Issue #146, opened 2026-07-31
DSP: tuner and HW insert ping blow the RT budget; assorted meter and latency nits


marc-korte:
src/dsp (release/0.12)

- PitchDetector.h:77 the YIN scan is O((maxLag-minLag) x frameLen) per pushBlock, about 1M inner iterations at the default prepare, independent of numSamples. The early break only fires on voiced input, so unvoiced or noisy input above the gate runs the full scan every callback. The header claims ~10 us per block; it is off by about two orders of magnitude and exceeds a 64-sample buffer budget on its own. Runs whenever the tuner targets a track.
- HardwareInsertSlot.cpp:209 the chirp correlation budget is kCorrelationsPerBlock (256) x chirpLen MACs per callback, 1.2M at 48k and 2.5M at 96k, independent of numSamples.
- HardwareInsertSlot.cpp:174 dry delay setDelay without reset() jumps the read head, a click on every latency slider drag.
- LoudnessMeter.cpp:89 integrated LUFS gates over 100 ms blocks instead of BS.1770-4's 400 ms with 75 percent overlap, so LUFS-I disagrees with R128 compliance meters. Momentary and short-term are correct.
- LoudnessMeter.cpp:120 finishBlock makes two full passes over up to 36000 doubles on the audio thread every 100 ms, unbounded by buffer size.
- MasterBus.cpp:193 no numSamples == 0 early return (all siblings have one); master meters flicker to -inf on device transitions.
- MasteringChain.cpp:169 the oversized-block contract is jassert-only; AuxLaneStrip hard-bails on the identical contract.
- BrickwallLimiter.cpp:84 and MasteringDigitalEq.cpp:51 lround(26.5) = 27 while the true 4x round trip is 26.5 base samples, so mastering latency over-reports by one sample and the "whole number" comments are wrong.
- PitchDetector.h:73 uses std::numeric_limits without including <limits>.

marc-korte:
Status of the nine items, checked against main at e275449 plus PR #166.

Done:

- PitchDetector YIN scan: throttled via scanInterval_ (#164).
- PitchDetector missing `<limits>`: included (#164).
- HardwareInsertSlot dry delay setDelay without reset: resets after retarget (#163).
- MasterBus missing numSamples == 0 return: present (#163).
- MasteringChain oversized-block jassert-only: hard bails now (#163).
[...]

PR #166, opened 2026-08-04
Bound the LUFS gating scan and gate over 400 ms windows (#146)

marc-korte:
Closes the remaining `src/dsp` items on #146.

Note on reading the history: the gating scan was first bounded with a loudness histogram (`87c7f92`), and review found a program shape where bucketing is ~10 LU wrong. `2934300` replaces the buckets with an exact scan, so the histogram does not survive into the final state. Reviewing the diff as a whole is more useful than commit by commit.

## Bound the gating scan (`87c7f92`, superseded in part by `2934300`)

`finishBlock` walked the whole block history twice per 100 ms block to apply BS.1770-4's two gates, so the audio callback's cost grew with program length: an hour in, 36000 doubles scanned twice, unbounded by buffer size.

The two gates behave differently, and the split is what the final design keeps:

- The **absolute** gate is a fixed -70 LUFS threshold. A window's verdict never changes, so its sum is incremental and exact, O(1).
- The **relative** gate moves with the program mean, so its window set has to be recomputed against a threshold only known at publish time.

## Apply the exact relative gate (`2934300`)

The first attempt summarised windows into 0.1 LU buckets to bound that second pass. That cannot be made exact: the threshold can fall inside a bucket, and the windows sharing it are then all included or all excluded. On a program whose quiet material lands there - one loud window against ten 0.01 LU below the threshold - that is **10 LU** of error. No bucket edge or width fixes it, verified:

| rule | reviewer's program | mirror (just above the gate) |
|---|---|---|
| include the threshold bucket | -10.0 LU | exact |
| exclude the threshold bucket | exact | +10.0 LU |
| `ceil` instead of `floor` | -10.0 LU | exact |
| 0.01 LU buckets | -10.0 LU | exact |

Equal-valued windows always share a bucket, so narrowing them does not help.

So the windows are retained and the threshold applied to them directly. Only the relative pass scans, and that scan is budgeted against elapsed audio the same way the hardware-insert ping correlator is, completing inside one 100 ms gating period without any callback carrying it. One unamortised pass measures 27 us, which is 16 % of a 16-sample callback at 96 kHz - that measurement is why it is amortised rather than simply left as one pass.

Retaining windows brings back the one-hour ceiling, which freezes the integrated reading rather than dropping the oldest material. Documented in MANUAL (`14c070c`); it was previously undocumented.

## Gate over 400 ms windows (`6adbda2`)

BS.1770-4 gates 400 ms blocks overlapping by 75 %, one per 100 ms step. The gating ran over the 100 ms sub-blocks instead, which discards short quiet dips that a 400 ms window rides over, so LUFS-I disagreed with R128 compliance meters.

No new state: the sub-blocks are equal length, so the mean of the momentary ring is exactly the 400 ms window's mean square. The first three sub-blocks produce no gating block. Momentary and short-term are unaffected.

MANUAL already claimed "gated per BS.1770", so the code caught up to the documentation rather than the reverse.

## Correct the limiter's group-delay claim (`11166a8`)

The issue reports a one-sample over-report. It is half a sample: `latency()` returns `23.0 + 3.5 = 26.5` at 4x, which integer PDC cannot express, so there is nothing to fix in the code. The stale part was the comment claiming the group delay is a whole number and compensation exact.

## Tests

Three cases, each verified to fail against the defect it guards:

- integrated equals momentary on a uniform program
- the relative gate excludes quiet material, bracketed so it fails both a regression to 100 ms gating (reads back at `loud`) and a broken relative gate (reads ~3 LU low)
- gating is exact for windows sitting on the threshold: gates the meter's own reported windows independently (momentary **is** the 400 ms gating window) across a sweep of quiet levels crossing the threshold, requiring agreement to 0.01 LU. The sweep asserts it reached a near-threshold case so it cannot pass vacuously; reinstating bucketed comparison fails it by 4 LU.

526/526 pass, no new warnings, JUCE gate unchanged at 179 / 9257.

## Review notes

- **API removal:** `isIntegratedCapped()` is gone. It had no callers in src, tests or MANUAL. The ceiling it reported still exists and is now documented in MANUAL instead.
- **Counter widths:** an earlier review round asked for 64-bit gating counters. `absoluteGateCount` increments only inside the `windowCount < kMaxWindows` guard, so it and every scan counter are structurally bounded at 36000. No overflow is reachable.
- **Absolute gate comparison** stays `>`, matching BS.1770-4 clause 3 (`l_j > the absolute threshold`).

## Not covered here

Two notes from the merged ping work (#165) are unaffected by this branch and remain open on #146: `kCorrelationMacsPerSecond` sitting ~30 % above the rate it replaced at 48 k/512, and the brute-force correlator that FFT correlation would cut ~100x.

### DIFF
--- a/MANUAL.md
+++ b/MANUAL.md
@@ -972,6 +972,8 @@ Right of the chain are three loudness readouts:
 
 A streaming-platform preset picker (Spotify, Apple Music, YouTube, Netflix, etc.) colour-codes the integrated LUFS and true-peak readings according to that platform's target. Pressing **Reset integrated** clears the integrated reading so you can re-measure from a known point.
 
+The integrated reading measures up to an hour of program. Past that it holds where it is rather than continuing to absorb material, so for anything longer, reset it and measure the section you actually care about.
+
 ## Exporting the master
 
 **Export master…** renders the mastering chain offline. Pick a delivery preset first — **WAV 24-bit at the session rate** (archive/streaming), **WAV 16-bit 44.1 kHz with TPDF dither** (CD spec), or **MP3 320 kbps** — then a destination (defaults to `master.wav` / `master.mp3` in the session folder). A progress dialog shows the output path and a bar; the render runs as fast as the CPU allows and you can cancel mid-render.
--- a/MANUAL.md
+++ b/MANUAL.md
@@ -972,7 +972,7 @@ Right of the chain are three loudness readouts:
 
 A streaming-platform preset picker (Spotify, Apple Music, YouTube, Netflix, etc.) colour-codes the integrated LUFS and true-peak readings according to that platform's target. Pressing **Reset integrated** clears the integrated reading so you can re-measure from a known point.
 
-The integrated reading measures up to an hour of program. Past that it holds where it is rather than continuing to absorb material, so for anything longer, reset it and measure the section you actually care about.
+The integrated reading measures up to an hour of material loud enough to count. Silence and anything below −70 LUFS is discarded by the standard's gate and does not use up that hour, so leaving the meter running between takes costs you nothing. Past the hour it holds where it is rather than continuing to absorb material, so for anything longer, reset it and measure the section you actually care about.
 
 ## Exporting the master
 
--- a/src/dsp/BrickwallLimiter.cpp
+++ b/src/dsp/BrickwallLimiter.cpp
@@ -46,8 +46,10 @@ void BrickwallLimiter::prepare (double sampleRate, int maxBlockSize, double init
     const int bs = std::max (1, maxBlockSize);
 
     // Linear-phase halfband FIR so the limiter doesn't smear transients with
-    // phase distortion; the group delay is a whole number of base-rate samples
-    // so delay compensation stays exact.
+    // phase distortion. At 4x the round trip is 26.5 base-rate samples, which
+    // integer PDC cannot express: osLatencyBase rounds to 27, so the reported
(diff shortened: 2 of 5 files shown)


marc-korte:
@coderabbitai review

marc-korte:
Both findings looked at. One was already fixed, one is a documentation problem rather than a functional one.

**Boundary bin (LoudnessMeter.cpp:119-123).** Already fixed in 2934300, which landed before this review. That comment points at `gateBinFor`, which no longer exists. Bucketing is gone entirely: windows are retained and the exact threshold is applied to them, with the second pass budgeted across callbacks so it stays off any single callback. Your near-threshold distribution is now a test, and it fails by 4 LU if the bucketed comparison is put back.

**One-hour ceiling.** The observation is correct: `windowCount` only counts windows above the absolute gate, so a sparse program can keep integrating past an hour of wall clock. Not changing that, because capping on elapsed windows is worse for how the meter is used. A session left open between takes would freeze the reading an hour after reset even if only a few minutes of audio ever played. Discarding sub-gate material is what the standard's gate already does, so spending capacity on it would buy nothing.

What was wrong is that neither the header nor the manual said which of the two it is. Fixed in 271a22b, plus a test pinning it: trailing silence of any length leaves the reading exactly where it was.

Separately, the meter was cross-checked against ffmpeg's ebur128 on the same 18 s program: integrated -8.99 LUFS vs -8.9, true peak -6.02 vs -6.0. Inside the +/-0.1 LU tolerance in EBU Tech 3341.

▶ _Task goal_: Look through the entries and find each line that has the string "stays". Copy those lines.

▶ _Written answer_:
- **Absolute gate comparison** stays `>`, matching BS.1770-4 clause 3 (`l_j > the absolute threshold`).
-    // so delay compensation stays exact.
**Boundary bin (LoudnessMeter.cpp:119-123).** Already fixed in 2934300, which landed before this review. That comment points at `gateBinFor`, which no longer exists. Bucketing is gone entirely: windows are retained and the exact threshold is applied to them, with the second pass budgeted across callbacks so it stays off any single callback. Your near-threshold distribution is now a test, and it fails by 4 LU if the bucketed comparison is put back.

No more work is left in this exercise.